27 retenus ont ainsi été libérés depuis le 15 mars sur décision de la cour d'appel ou du juge des libertés et de la détention. Ils ont pu retourner chez des amis ou dans leur famille.

Mais une dizaine d'hommes et une femme sont toujours dans le centre. Une des options serait de les expulser mais il n'y a quasiment plus de liaisons aériennes en raison du confinement et certains pays ont fermé leurs portes à la France. Les autorités n'ont donc pas d'autre choix que de les autoriser à rester ici. Mais à l'extérieur ou dans le CRA d'Oissel ?

Dehors, selon nos informations, certains d'entre eux pouvaient troubler l'ordre public. A l'intérieur, le risque, c'était leur santé. Mais maintenant qu'ils sont moins nombreux, les mesures barrière sont respectées selon la préfecture.
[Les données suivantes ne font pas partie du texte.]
PR #2498, opened 2020-03-24
Cleaned up flexible solver improvements.

blattms:
As proposed I have tried to cherry-pick the stuff, that I liked from PR #1983 (skipping the write out parts, basically. Original message:

This pull request add:
-    trueimpes (this has a little over hea../opm/simulators/flow/SimulatorFullyImplicitBlackoilEbos.hppd if solver is recreated very often but this is not the intension of this solver.)
-    corrects citeria for amg agglomeration
-    put resonable hardcoded defaults for cpr solver
-  add support for (kamg). I think this is buggy as the hierachy will never be recalculated.

I spent quite some time cleaning it up (whitespace, tabs, etc.) and fixed some bugs in the PR that I noticed during premature testing.

One major change ist the way the weights used in CPR are handled. In the old version they were put into the property tree, and passed to contructor and update method. Now the constructor gets a std::function (re)calculating the weights. See 5789e6d. Admittedly, I thought this would be a bigger improvement than it appears to be in hindsight.

Includes PR #2491 as it is based on it.

This is WIP since I still want to test this a bit.


blattms:
Somewhere in the back of my head there is this faint memory that the flexible CPR solvers are supposed to deliver better performance for some models. What models are this and what parameters do I need to use?

blattms:
I guess with the latest fixes this is even a good improvement to the original PR and ready for review.

The previously proposed json-file (which failed for the original PR) works even better than the preconfigured configurations:
```
{
    "tol": "1e-2",
    "maxiter": "20",
    "verbosity": "0",
    "solver": "bicgstab",
    "preconditioner": {
        "type": "cpr",
        "pressure_var_index": "1",
        "finesmoother": {
            "type": "ParOverILU0",
            "relaxation": "1.0"
        },
        "coarsesolver": {
            "tol": "1e-1",
            "maxiter": "1",
            "verbosity": "0",
            "solver": "loopsolver",
            "preconditioner": {
                "type": "amg",
                "smoother": "ILU0",
                "maxlevel": "5",
                "coarsenTarget": "1000",
                "alpha": "0.2",
                "beta": "0.0001",
                "verbosity": "0",
                "relaxation": "1.0",
                "iterations": "1"
            }
        },
        "verbosity": "0"
    }
}
```

atgeirr:
I have started looking at this, so far I get a local test failure. I'll run jenkins to be sure.

atgeirr:
jenkins build this please

blattms:
I experienced two failed tests (MSW), too. But that did not make sense as the changes
of this PR seem not to be executed by our tests at all.

opm/simulators/linalg/FlexibleSolver.hpp
```diff
@@ -46,16 +46,27 @@ class FlexibleSolver : public Dune::InverseOperator<VectorTypeT, VectorTypeT>
...
     {
-        init(prm, matrix, Dune::Amg::SequentialInformation());
+        init(prm, matrix, weightsCalculator, Dune::Amg::SequentialInformation());
     }
 
     /// Create a parallel solver (if Comm is e.g. OwnerOverlapCommunication).
     template <class Comm>
-    FlexibleSolver(const boost::property_tree::ptree& prm, const MatrixType& matrix, const Comm& comm)
+    FlexibleSolver(const boost::property_tree::ptree& prm,
+                   const typename std::enable_if<std::is_function<Comm>::value,MatrixType>::type& matrix,
```
atgeirr: I think this is too complicated (I did understand it after a while). I realize that we need to distinguish the third argument being a weight calculator vs. it being a communication object. But this is wrong is it not? On line 61, you should pass comm as the third argument here? What about putting the Comm argument first, for the parallel constructor? Then there would be no ambiguity and no need for an extra constructor.

I think encapsulating the optional weights calculator in a std::function object is a good improvement (it is a bit of a pain in any case).

opm/simulators/linalg/FlexibleSolver.hpp
```diff
@@ -89,33 +100,41 @@ class FlexibleSolver : public Dune::InverseOperator<VectorTypeT, VectorTypeT>
...
         scalarproduct_ = std::make_shared<Dune::SeqScalarProduct<VectorType>>();
     }
 
     void initSolver(const boost::property_tree::ptree& prm)
     {
-        const double tol = prm.get<double>("tol");
-        const int maxiter = prm.get<int>("maxiter");
-        const int verbosity = prm.get<int>("verbosity");
-        const std::string solver_type = prm.get<std::string>("solver");
+        const double tol = prm.get<double>("tol", 1e-2);
```
atgeirr: I am a bit doubtful about the defaulting here. I think we should make life easy for users, but if we allow defaulting we must somehow print the actual options applied (default or not) in the log. When we add printing the parameter tree to the log, that would miss out on these defaults.

If this is motivated by the weird behaviour (timestep chop death) currently caused by errors in the json file, I think that we should rather be cautious here and not allow defaults, but fix that weirdness to print proper errors.

opm/simulators/linalg/ISTLSolverEbosFlexible.hpp
```diff
@@ -136,13 +153,49 @@ class ISTLSolverEbosFlexible
             // Never recreate solver.
         }
 
+        std::function<VectorType()> weightsCalculator;
+
+        auto preconditionerType = prm_.get("preconditioner.type", "cpr");
+        if( preconditionerType  == "cpr" ||
```
atgeirr: Nitpick (applies to the whole PR): there are lots of minor formatting issues here. I prefer that you clang-format them away (since they are in new code), but we can do it separately later.

opm/simulators/linalg/OwningTwoLevelPreconditioner.hpp
```diff
@@ -69,51 +86,61 @@ class OwningTwoLevelPreconditioner : public Dune::PreconditionerWithUpdate<Vecto
...
                            coarseSolverPolicy_,
-                           transpose ? 1 : 0,
-                           transpose ? 0 : 1)
+                           prm.get<int>("pre_smooth", transpose? 1 : 0),
+                           prm.get<int>("post_smooth", transpose? 0 : 1))
         , prm_(prm)
     {
-        if (prm.get<int>("verbosity") > 10) {
-            std::ofstream outfile(prm.get<std::string>("weights_filename"));
+        //Opm::Amg::getQuasiImpesWeights<MatrixType, VectorType>(
```
atgeirr: Delete unused.

opm/simulators/linalg/PreconditionerFactory.hpp
```diff
@@ -111,13 +125,15 @@ class PreconditionerFactory
...
-        criterion.setAlpha(prm.get<double>("alpha"));
-        criterion.setBeta(prm.get<double>("beta"));
-        criterion.setMaxLevel(prm.get<int>("maxlevel"));
-        criterion.setSkipIsolated(false);
-        criterion.setDebugLevel(prm.get<int>("verbosity"));
+        criterion.setAlpha(prm.get<double>("alpha", 0.33));
+        criterion.setBeta(prm.get<double>("beta", 1e-5));
+        criterion.setMaxLevel(prm.get<int>("maxlevel", 15));
+        criterion.setSkipIsolated(prm.get<bool>("skip_isolated", false));
+	criterion.setNoPreSmoothSteps(prm.get<int>("pre_smooth", 1));
```
atgeirr: Tabs should be replaced in this file.

atgeirr:
A few more notes:
 - The test failure is present on Jenkins as well. I did not look into the details.
 - I made a branch 'add-prm-printout' where I add the requested printout, but since that branch is based on current master + this branch, there is no clean way to make a PR. Do you want to cherry-pick, or should I try to rebase on top of this to make a PR? If you cherry-pick, there are two commits, the second is very small and just silences a warning.

opm/simulators/linalg/getQuasiImpesWeights.hpp
```diff
@@ -83,6 +83,47 @@ namespace Amg
         return weights;
     }
 
+    template<class Vector, class GridView, class ElementContext, class Model>
+    void getTrueImpesWeights(int pressureVarIndex, Vector& weights, const GridView& gridView,
+                             ElementContext& elemCtx, const Model& model, std::size_t threadId)
+    {
+        using VectorBlockType = typename Vector::block_type;
+        using Matrix = typename std::decay<decltype(model.linearizer().jacobian())>::type;
```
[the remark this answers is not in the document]
bska: Actually, `decay` is hardly ever the right choice. That function converts l-values to r-values and also plays tricks with arrays and pointers. Unless you're absolutely sure you need all of the power of `decay`, it is usually better/safer to use
```c++
remove_cv_t<remove_reference_t<Type>>
```
instead.

opm/simulators/linalg/FlexibleSolver.hpp
blattms: On line 61 `comm` is the fourth argument. Compiler that yes and seems to be right most of the time (which I sometimes regret). 
The thought of putting comm first, did not occur to be. Probably, because I am expecting optional arguments last. And it would result in changes at many places.

Would
```

template<class C>
struct IsComm : std::false_type
{};

template<>
struct IsComm<Dune::Amg::SequentialInformation> : std::true_type
{};

template<class Index>
struct IsComm<Dune::OwnerOverlapCopyCommunication<Index>> : std::true_type
{};
template <class Comm>
FlexibleSolver(const boost::property_tree::ptree& prm,
                       const MatrixType& matrix,
                       const typename std::enable_if<IsComm<Comm>::value, Comm>::type& comm)
```
be better? I will add that.

opm/simulators/linalg/FlexibleSolver.hpp
blattms: I do not agree at all. These json files are so complicated that even the authors of the FlexibleSolvers sometimes do not phrase them correctly. The options are bound to change (e.g. new ones added). For the user writing a self contained json file is an immense error. Let us face it, most of the options that we have will never be changed (and probably should not). Not having defaults simply makes it rather unusable.

It took me a lot of willpower to continue working on this when I experienced the time step chopping. If I would have been a nornal user I would just have abandoned it and as a new user maybe OPM, too. 

When we print the parameter files, we simply set up the defaults at the same time and warn for unused options. But that is for another PR and hopefully different developer. We should not trade usability for preventing developer errors...

opm/simulators/linalg/FlowLinearSolverParameters.hpp
```diff
@@ -220,6 +224,7 @@ namespace Opm
             EWOMS_REGISTER_PARAM(TypeTag, int, CprMaxEllIter, "MaxIterations of the elliptic pressure part of the cpr solver");
             EWOMS_REGISTER_PARAM(TypeTag, int, CprEllSolvetype, "Solver type of elliptic pressure solve (0: bicgstab, 1: cg, 2: only amg preconditioner)");
             EWOMS_REGISTER_PARAM(TypeTag, int, CprReuseSetup, "Reuse Amg Setup");
+            EWOMS_REGISTER_PARAM(TypeTag, std::string, LinearSolverConfiguration, "Configuration of solver valid is: ilu0 (default), cpr_quasiimpes, cpr_trueimpes or file (given by LinserSolverConfigurationJsonFile) ");
```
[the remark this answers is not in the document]
blattms: Will fix

opm/simulators/linalg/ISTLSolverEbosFlexible.hpp
blattms: Someone else should to that later. Removing tabs from the original PR was already quite exausting...

And beware it might change lot of places not touched here and prevent future cherry-picks, reversions, etc.

opm/simulators/linalg/OwningTwoLevelPreconditioner.hpp
blattms: Probably leftover from the original PR. Will remove

opm/simulators/linalg/PreconditionerFactory.hpp
blattms: There you go. Hours spend for tab removal and then I introduce some more.... Will fix.

opm/simulators/linalg/getQuasiImpesWeights.hpp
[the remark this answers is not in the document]
blattms: Will fix

opm/simulators/linalg/setupPropertyTree.cpp
```diff
@@ -36,12 +36,52 @@ boost::property_tree::ptree
 setupPropertyTree(const FlowLinearSolverParameters& p)
 {
     boost::property_tree::ptree prm;
+    if (p.linear_solver_configuration_ == "file") {
```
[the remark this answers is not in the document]
blattms: Fixed the space. I think the rest does not apply anymore. I am against pointing to the json file option. This property should only be used by power users who know what they are doing. I am certainly not one of those,

opm/simulators/linalg/ISTLSolverEbosFlexible.hpp
atgeirr: Ok, note that my suggestion is not to clang-format the files wholesale, but just the new parts (not sure what editor you are using, but I have set up emacs so that `M-x clang-format` modifies the current selection, very useful).

atgeirr:
I think the IsComm solution is fine, and a lot easier to read than the current code. (Although I am slightly in favour of comm-first instead.)

I think the file option really should be mentioned in the option doc and error messages. If we are afraid of users trying and failing, we could write "... file (experimental)" or similar.

About the defaults: If the file option is really only for power users who know what they are doing, then I think it is not a good idea to give them lots of defaults that increase the risk of error. The defaults are only going to come into play (in the case of Flow at least) when combined with the file option, so it is not really giving regular users any benefit?

The "terminate, not chop" behaviour we want to have also needs to be implemented. I can take a shot at it. Did you look at the 'add-prm-printout' branch btw?

opm/simulators/linalg/setupPropertyTree_impl.hpp
```diff
@@ -0,0 +1,112 @@
...
+/// and preconditioner. If the latter, the parameters --linear-solver-reduction,
+/// --linear-solver-maxiter and --linear-solver-verbosity are used, but if reading
+/// from file the data in the JSON file will override any other options.
+template<class TypeTag>
+boost::property_tree::ptree
+setupPropertyTree(const FlowLinearSolverParameters& p)
+{
+    boost::property_tree::ptree prm;
+    if (p.linear_solver_configuration_ == "file") {
+#if BOOST_VERSION / 100 % 1000 > 48
```
atgeirr: Logic still looks wrong here, and error messages should be adjusted. Is there something I don't see?

alfbr:
> About the defaults: If the file option is really only for power users who know what they are doing, then I think it is not a good idea to give them lots of defaults that increase the risk of error. The defaults are only going to come into play (in the case of Flow at least) when combined with the file option, so it is not really giving regular users any benefit?

I probably misunderstand something here, sharing my five cents anyway. On the json file, I really agree with @blattms , I would even consider preventing users from accessing it, as it will do more harm than good. Those power users do not exist, I have at least never seen one. I am afraid it is only for developers or those who want to do research on improving defaults. If we are to put the CPR option in use, we need defaults that works well across a range of problems.

opm/simulators/linalg/setupPropertyTree_impl.hpp
blattms: Now i get it.

blattms: The logic is correct, but the message is wrong.

atgeirr: By "the logic" I mean what happens when the BOOST_VERSION is too low (i.e. the above is false). Then we have
```
    if (p.linear_solver_configuration_ == "file") {
    }
    else
    {
        std::string conf =  p.linear_solver_configuration_;
        ...
```

blattms:
The add_prm_printout is not what we need.
- We need a complete list of all possible parameter names with default values,  Then we need to check whether all parameters passes are in that list and otherwise error out (that is one thing that you wanted and this is the only way to accomplish that).
- I might want to warn about unused ones. 
- As you do not want defaults without barking and do not agree with where my defaults are set, you need to set them here. But only those that are really needed if you want to warn about missing ones.

This has become quite a task with a lot of replicated logic, don't you agree? Seems quite unmaintainable.

atgeirr:
> I probably misunderstand something here, sharing my five cents anyway. On the json file, I really agree with @blattms , I would even consider preventing users from accessing it, as it will do more harm than good. Those power users do not exist, I have at least never seen one. I am afraid it is only for developers or those who want to do research on improving defaults. If we are to put the CPR option in use, we need defaults that works well across a range of problems.

Preventing use of a JSON file would prevent lots of useful experimentation, which is part of what this aimed to accomplish in the first place. I am going to assume that option is for the specialist, and anything useful discovered using it should make its way into more easily accessible options. This PR offers three such options: "ilu0", "cpr_trueimpes" and "cpr_quasiimpes", which should (for now) fulfil user needs well. The discussed defaults do not apply to these "pre-built" options, but only to the case when the user specifies a JSON file. They are therefore in no way affecting (or helping) the regular user.

atgeirr:
> The add_prm_printout is not what we need.
> 
> * We need a complete list of all possible parameter names with default values,  Then we need to check whether all parameters passes are in that list and otherwise error out (that is one thing that you wanted and this is the only way to accomplish that).
> * I might want to warn about unused ones.
> * As you do not want defaults without barking and do not agree with where my defaults are set, you need to set them here. But only those that are really needed if you want to warn about missing ones.
> 
> This has become quite a task with a lot of replicated logic, don't you agree? Seems quite unmaintainable.

It was not intended to be a sufficient solution, only a necessary one. If we do not have defaults, only the second point remains (warn about unused parameters). We had this feature in the old ParameterGroup code, and for sure we could resurrect it, or a variant of it. It is really useful to be able to abort if the user mis-spelled an option. Without defaults, it is not so serious, because if the user mis-spells an option there is no default to make it pass silently.

If you want defaults (to be applied on top of the JSON stuff), there is no way to provide a complete list of all possible keys and default values, since the hierarchy depth is arbitrary at run-time using multi-level preconditioners. I see no way to check this without simply trying to build the solver, and catching the exception on failure. I think that is a reasonable approach. (We could make a separate paramCheck()-type function for everything, but that would only accomplish the same and add extra effort and complexity.)

blattms:
jenkins build this please

blattms:
One testis fixed now. The two still failing on my system are beyond me. They are compareECLFiles_flow+3D_MSW and compareECLFiles_flow+TEST_WSEGSICD.

alfbr:
I guess you could call that an improvement :-) The latest work on tightening up tests left one failing locally. If you have only two failing, it seems we did make some headway. Hope to continue that work soon, so that all integration tests succeed for all developers locally.

blattms:
Well, one of your arguments for not having defaults was to catch typos...

atgeirr:
> Well, one of your arguments for not having defaults was to catch typos...

Yes that is an argument against defaults. With defaults it is much harder. Perhaps we are talking around each other?

blattms:
> The discussed defaults do not apply to these "pre-built" options, but only to the case when the user specifies a JSON file. They are therefore in no way affecting (or helping) the regular user.

I beg to differ. I spent hours testing and trying to make these default reflect the improvements that my mind might have tricked me to hear, previoously. In this work I tried some of the proposed json files in previous PRs and got convergence issues that a non-developer could never have figured out (and I only did because I had to). With sane defaults that would not have happened.

I am in no way arguing against having these properties available. But they need to usable for people besides the authors. Please also be aware that there might still be properties missing. Property files that worked previously need to work in the future IMHO, even if new ones are added.

atgeirr:
> Property files that worked previously need to work in the future IMHO, even if new ones are added.

I'll accept this argument, we'll have defaults! Now how to make it robust, or even to print them?

blattms:
the same two tests fail for master.

atgeirr:
> the same two tests fail for master.

I assume you mean locally? The current test failure is because the new _impl.hpp file is not found somehow.

blattms:
Yep, locally. Did not test installation there.

blattms:
jenkins build this please

opm/simulators/linalg/setupPropertyTree_impl.hpp
blattms: We aree now throwing in this case.

blattms:
> > Property files that worked previously need to work in the future IMHO, even if new ones are added.
> 
> I'll accept this argument, we'll have defaults! Now how to make it robust, or even to print them?

I did not say it is easy. Printing only the valid/used ones without defaults is not easy either.

blattms:
Shall we merge?

atgeirr:
> Shall we merge? Everything besides printing should be done.

Ok. I guess I'll push my tiny printing extension as a separate PR. Then we'll need to figure out something better later.

blattms:
Sounds great.

opm/simulators/linalg/FlexibleSolver.hpp
```diff
@@ -33,6 +33,17 @@
...
+struct IsComm : std::false_type
+{};
+
+template<>
+struct IsComm<Dune::Amg::SequentialInformation> : std::true_type
+{};
+
+template<class Index>
+struct IsComm<Dune::OwnerOverlapCopyCommunication<Index>> : std::true_type
+{};
```
bska, line 46: I'm probably missing something simple, but this construction now generates a build failure for me in a sequential/debug/dune-2.6.0 configuration:
```
In file included from /home/bska/work/opm/src/opm/opm-simulators/tests/test_flexiblesolver.cpp:31:0:
/home/bska/work/opm/src/opm/opm-simulators/opm/simulators/linalg/FlexibleSolver.hpp:45:21: error: ‘OwnerOverlapCopyCommunication’ is not a member of ‘Dune’
 struct IsComm<Dune::OwnerOverlapCopyCommunication<Index>> : std::true_type
                     ^~~~~~~~~~~~~~~~~~~~~~~~~~~~~
/home/bska/work/opm/src/opm/opm-simulators/opm/simulators/linalg/FlexibleSolver.hpp:45:21: note: suggested alternative: ‘OwnerOverlapCopyAttributeSet’
 struct IsComm<Dune::OwnerOverlapCopyCommunication<Index>> : std::true_type
                     ^~~~~~~~~~~~~~~~~~~~~~~~~~~~~
                     OwnerOverlapCopyAttributeSet
/home/bska/work/opm/src/opm/opm-simulators/opm/simulators/linalg/FlexibleSolver.hpp:45:51: error: template argument 1 is invalid
 struct IsComm<Dune::OwnerOverlapCopyCommunication<Index>> : std::true_type
                                                   ^~~~~
/home/bska/work/opm/src/opm/opm-simulators/opm/simulators/linalg/FlexibleSolver.hpp:45:56: error: expected unqualified-id before ‘>’ token
 struct IsComm<Dune::OwnerOverlapCopyCommunication<Index>> : std::true_type
                                                        ^~
/home/bska/work/opm/src/opm/opm-simulators/opm/simulators/linalg/FlexibleSolver.hpp:46:3: warning: extra ‘;’ [-Wpedantic]
 {};
   ^
In file included from /home/bska/work/opm/inst/dune/2.6.0/dbg/seq/normal/include/dune/istl/paamg/construction.hh:11:0,
```
Please let me know if there's any additional information I can provide.

blattms: Soory. See #2515 for a guessed.

blattms: Undermines my impression that compilers a normally right (and not me).

bska: > See #2515 for a guessed fix.

Thanks.  PR #2525 does indeed restore my sequential build.  I appreciate the quick turn-around.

C'est donc la deuxième option qui a été choisie : les garder dans le CRA. Les retenus sont au maximum deux par chambre contre six habituellement, du gel hydroalcoolique est distribué et la distance recommandée entre chacun est respectée, assure la préfecture. Pour le moment, elle n'a pas recensé de malade du coronavirus dans le centre.

On met en danger les retenus mais aussi les policiers qui les gardent et qui n'ont pas l'équipement adéquat.

Mais les associations qui ont créé le Réseau de visiteurs et de l'observatoire citoyen du centre de rétention ne font pas le même constat. Ces mesures ne suffisent pas selon l'avocate spécialisée en droit des migrants, Cécile Madeline. "On a fermé les écoles depuis 10 jours mais on continue d'enfermer des étrangers, dont le seul tord est de ne pas être dans leur pays. Le but est de les expulser mais on sait très bien qu'il n'y a quasiment plus de liaisons aériennes ! Ça semble donc être un impératif absolument pas justifié et qui est très dangereux pour la sécurité de tous car on met en danger les retenus mais aussi les policiers qui les gardent et qui n'ont pas l'équipement adéquat, pas assez de masque ni de gants."

Même à 11 ou 15, la sécurité n'est pas assurée répète-t-elle. "Il faut rester humain, souligne Chantal Touret, membre de l'Observatoire et des Etats généraux des migrations, qui rassemblent plusieurs associations. Ce centre n'a pas lieu d'être."

Examen au Conseil d'Etat

Cécile Madeline et les Etats généraux des migrations réclament donc la fermeture totale du CRA d'Oissel. Le Conseil d'Etat doit examiner ce jeudi un référé déposé par plusieurs associations pour demander la fermeture de tous les centres de rétention du pays.